After running verify, you should see something that looks similar to this:

Version: (not specified)
Target: ssh://vagrant@127.0.0.1:2202
System Package apache2
✔ should be installed
Service apache2
✔ should be installed
✔ should be enabled
✔ should be running
Port 80
✔ should be listening
http GET on localhost
✔ status should eq 200
✔ headers.Content-Type should include "text/html"
✔ body should include "Hello World!"
Test Summary: 8 successful, 0 failures, 0 skipped
Finished verifying <default-ubuntu-1604> (0m0.43s).

Part II: Running More Platforms

Let’s add some new platforms to try out. Update the .kitchen.yml with the following:

---
driver:
name: vagrant
provisioner:
name: chef_zero
always_update_cookbooks: true
verifier:
name: inspec
platforms:
- name: ubuntu-16.04
- name: centos-7
- name: freebsd-11.2
suites:
- name: default
run_list:
- recipe[hello_web::default]

Create and Configure New Systems

Take this out for a spin with:

kitchen create    # create the system
kitchen converge # download chef and provision system

We can see because we have dynamic attributes, the systems are configured appropriately.

Verify New Systems

Also now that the systems work, do a verification:

kitchen verify    # run inspec to test system

This should show some failures, something similar to

System Package apache2
× should be installed
expected that `System Package apache2` is installed
Service apache2
× should be installed
expected that `Service apache2` is installed
× should be enabled
expected that `Service apache2` is enabled
× should be running
expected that `Service apache2` is running

The cookbook knows how install, start, and enable appropriate for all the platforms, but our tests do not know the actual package name or service name. We need to build in a way to tell our tests the package and service name to use.

Update Inspec Tests

One way we can have more flexibility in the package and service name is by supporting InSpec attributes (not to be confused with Chef attributes, totally unrelated).

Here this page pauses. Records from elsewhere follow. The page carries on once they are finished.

PR #370, opened 2018-09-19
Creating OCP and OCP-local providers

### LINKED ISSUE #360: Allow API creation of an OCP provider
## User Story
As a user, I want to be able to add (configure) an OCP provider with Cost Management so I can obtain its usage information

## Impacts
API, UI, Docs

## Role
User

## Assumptions
- User has setup OCP installation with Insights Client configured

Update the default_test.rb to look like the following:

######## ATTRIBUTES ########
PACKAGE = attribute('package',
default: 'apache2',
description: 'package name'
)

SERVICE = attribute('service',
default: 'apache2',
description: 'service name'
)
######## TEST CONFIGURATION ########
describe package(PACKAGE) do
it { should be_installed }
end
describe service(SERVICE) do
it { should be_installed }
it { should be_enabled }
it { should be_running }
end
######## TEST PROMISE ########
describe port(80) do
it { should be_listening }
end
describe http('localhost') do
its('status') { should eq 200 }
its('headers.Content-Type') { should include 'text/html' }
its('body') { should include 'Hello World!' }
end

We need to update the Test Kitchen configuration to pass in the appropriate attributes as well.

---
driver:
name: vagrant
provisioner:
name: chef_zero
always_update_cookbooks: true
verifier:
name: inspec
platforms:
- name: ubuntu-16.04
- name: centos-7
verifier:
attributes:
package: httpd
service: httpd
- name: freebsd-11.2
verifier:
attributes:
package: apache24
service: apache24
suites:
- name: default
run_list:
- recipe[hello_web::default]

Run the Tests

kitchen verify

This will give us better results. With CentOS, we should get this:

System Package httpd
✔ should be installed
Service httpd
✔ should be installed
✔ should be enabled
✔ should be running

And with FreeBSD, we’ll see this:

System Package apache24
↺ The `package` resource is not supported on your OS yet.
Service apache24
✔ should be installed
✔ should be enabled
✔ should be running

Part III: Better Practices

We can see two things we’ve learned so far. First, we know how we can pass attributes from Test Kitchen to our InSpec tests, which is a useful facility. Secondly, we can see how testing specific configuration is expensive than just testing the promise. Testing the configuration should only be used for niche use cases, and generally just avoided.

Update Tests

Update the test (default_test.rb) to include only the promise.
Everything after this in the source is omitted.